Today, with modern farming concepts, living to 90 years old is no big deal.

It doesn’t take a rocket scientist to figure out why.

Marisa Maney, Johnson City

The only question to really ask is, “Do I think it is good for my family to eat chemicals that kill living organisms?” If you answer “yes,” then great — don’t bother with organic foods. If you answer (with some common sense) and agree that anything that kills something that is “alive” can possibly do some harm to an “alive” human being, then you can eat organic foods with a clear mind.

I have spent more than eight years researching and following the organic food discussions, studies and opinions. People really should do some reading and understand the very large impact that they can have on their own lives and the environment with the use of organic foods and non-toxic living methods.

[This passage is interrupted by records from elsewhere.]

PR #7635, opened 2026-04-19
chore: tweak schema for forwardingRule -> memorystore service attachment

justinsb:
Also we finally hit a circular dependency between compute and memorystore,
so we need to move the instance identity and ref into its own package,
that both compute and memorystore can use without creating a circular dependency.


apis/compute/v1beta1/forwardingrule_types.go
```diff
@@ -111,6 +112,22 @@ type Target struct {
 	TargetVPNGatewayRef *refs.ComputeTargetVPNGatewayRef `json:"targetVPNGatewayRef,omitempty"`
 }
 
+// MemorystoreInstanceServiceAttachment defines the resource reference to the GCP identifier
+// for the ServiceAttachment managed by the MemorystoreInstance pointed by the MemorystoreInstanceRef.
+// +k8s:deepcopy-gen=true
+type MemorystoreInstanceServiceAttachment struct {
+	// A reference to a MemorystoreInstance resource.
+	// +required
+	MemorystoreInstanceRef *memorystorerefs.InstanceRef `json:"memorystoreInstanceRef,omitempty"`
```
justinsb: Not sure if this should be instanceRef or memorystoreInstanceRef.

The parent is memorystoreInstanceServiceAttachment (not ...Ref;  it isn't a "normal" ref because of the extra field)

justinsb:
cc @suwandim 

/assign @cheftako 

/assign @ldanielmadariaga 

Looks like we have to create a separate refs package; it's kind of surprising we got away without it for this long.  The identity & reference are just moved into a new package memorystorerefs, except that NewInstanceIdentity has a dependency on `type Instance`, so has to stay in the v1beta1 package.

apis/memorystore/v1alpha1/endpoint_types.go
```diff
@@ -16,7 +16,7 @@ package v1alpha1
 
 import (
 	computev1beta1 "github.com/GoogleCloudPlatform/k8s-config-connector/apis/compute/v1beta1"
-	refsv1beta1 "github.com/GoogleCloudPlatform/k8s-config-connector/apis/refs/v1beta1"
+	"github.com/GoogleCloudPlatform/k8s-config-connector/apis/memorystore/memorystorerefs"
```
justinsb: Yes, we repeat "memorystore".  I think it makes it much more ergonomic though; even if we called it "memorystore/refs" we'd probably still have to alias it to `memorystorerefs` (just as we alias the refs package currently)

apis/memorystore/memorystorerefs/instance_identity.go
```diff
@@ -0,0 +1,61 @@
...
+// limitations under the License.
+
+package memorystorerefs
+
+import (
+	"fmt"
+	"strings"
+)
+
+// InstanceIdentity defines the resource reference to MemorystoreInstance, which "External" field
```
justinsb: Note that we clean up the identity and reference types to follow our latest patterns in https://github.com/GoogleCloudPlatform/k8s-config-connector/pull/7621

apis/memorystore/memorystorerefs/instance_identity.go
```diff
@@ -0,0 +1,61 @@
+// Copyright 2025 Google LLC
```
ldanielmadariaga: Guessing this still needs to say 2026 even if the contents of this file are technically a branch

apis/compute/v1beta1/forwardingrule_types.go
ldanielmadariaga: Seems that ServiceAttachments are a part of compute engine and an external ref.
https://docs.cloud.google.com/compute/docs/reference/rest/v1/serviceAttachments
Resource format: projects/{project}/regions/{region}/serviceAttachments/{service_attachment}

This is made all the more confusing as this struct seems to just output data for an attached Private Service Connect:
https://docs.cloud.google.com/vpc/docs/about-vpc-hosted-services

apis/memorystore/v1beta1/instance_types.go
```diff
@@ -87,6 +94,57 @@ type MemorystoreInstanceSpec struct {
 	Mode *string `json:"mode,omitempty"`
 }
 
+// New builds a InstanceIdentity from the Config Connector Instance object.
+func NewInstanceIdentity(ctx context.Context, reader client.Reader, obj *MemorystoreInstance) (*memorystorerefs.InstanceIdentity, error) {
```
ldanielmadariaga: Are we forced to keep this builder here instead of moving it to memorystorerefs? Even if that's the case seems preferable to just have a passthrough here and avoid the exported fields InstanceIdentity. 

Passthrough: 
```
NewInstance(...) {
  return memorystorerefs.NewInstance(...)
}
```

apis/memorystore/memorystorerefs/instance_identity.go
```diff
@@ -0,0 +1,61 @@
...
+
+import (
+	"fmt"
+	"strings"
+)
+
+// InstanceIdentity defines the resource reference to MemorystoreInstance, which "External" field
+// holds the GCP identifier for the KRM object.
+type InstanceIdentity struct {
+	Parent_ *InstanceParent
```
ldanielmadariaga: Weird naming scheme and having exported fields collides a bit with having getters. See my comment in apis/memorystore/v1beta1/instance_types.go

apis/memorystore/generate.sh
ldanielmadariaga, line 1: Not sure if this is intended, it seems in most cases we prefer to have a generate.sh per API version.

apis/memorystore/memorystorerefs/instance_identity.go
justinsb: Will update

apis/memorystore/v1beta1/instance_types.go
justinsb: If we put it back in the same package we end up with circular dependencies again.

In #7621 we're going to export all the fields anyway.  There's no reason to "hide" the Identity schema (IMO).

apis/memorystore/memorystorerefs/instance_identity.go
justinsb: Right - we could merge #7621 first if you'd prefer

apis/memorystore/generate.sh
justinsb: It was intended: once we have refs separately it becomes more obvious that we only need one generate.sh per API version.

However, if we put the refs into `apis/refs` then I can put this back as it was before.  We can always clean this up later.

go.mod
```diff
@@ -336,6 +336,5 @@ replace (
 	k8s.io/klog/v2 => k8s.io/klog/v2 v2.130.1
 	k8s.io/kube-openapi => k8s.io/kube-openapi v0.0.0-20250318190949-c8a335a9a2ff
 	k8s.io/kubectl => k8s.io/kubectl v0.32.1
-	sigs.k8s.io/structured-merge-diff/v6 => sigs.k8s.io/structured-merge-diff/v4 v4.6.0
```
justinsb, line 339: I don't know why we're pinning so much stuff here, but this alias is very wrong.

ldanielmadariaga (approved):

I agree that it is not practical or possible for most middle-class Americans to eat solely organic foods, but if you take into account the foods that you eat most frequently and change those to organic, especially the foods your children (and anyone with a compromised immune system eat) you could make a large impact on your (and your family’s) health.

I truly cringe when I hear people saying that it won’t make a difference if they buy or use these products. Instead of joining in to help themselves, their children and family in generations to come, they take the easy way out and say there are chemicals everywhere, so why bother? If people used common sense and educated themselves about the issue and maybe thought about the impact they can have in their own lives, the world could become a cleaner place with healthier people.

Children are at greatest risk when it comes to pesticide and chemical exposure. Consider that alone when you are afraid to give up the cost of a cup of coffee a day to feed your child some organic foods.




  1. “Is organic food inherently better for you? Or is the difference negligible?”

    That’s a difficult question to answer because it’s not just about whether it’s better for you. There are other issues around the subject of eating organic that covers a whole range of subjects such as the support of ‘free range’ animals, intensive farming methods, protecting the environment and our land. It is not just whether it is better for us but is it better for the world we live in.

    How can something grown naturally, without interference from chemicals, possibly be worse for you?